Work to be completed: Would it be possible to quote, exactly and in full, the lines from the one with "Create archivefileformat doc" through the end of the entries below?

Material provided:
PR #1973, opened 2019-04-29
Create archivefileformat doc based on the wiki equivalent

jspisak:
will delete the wiki when done..


houseroad:
We use camel naming method in docs/: https://github.com/onnx/onnx/tree/master/docs

Shall we name the .md file in the same way?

Finished exercise:
Create archivefileformat doc based on the wiki equivalent

jspisak:
will delete the wiki when done..


houseroad:
We use camel naming method in docs/: https://github.com/onnx/onnx/tree/master/docs

Shall we name the .md file in the same way?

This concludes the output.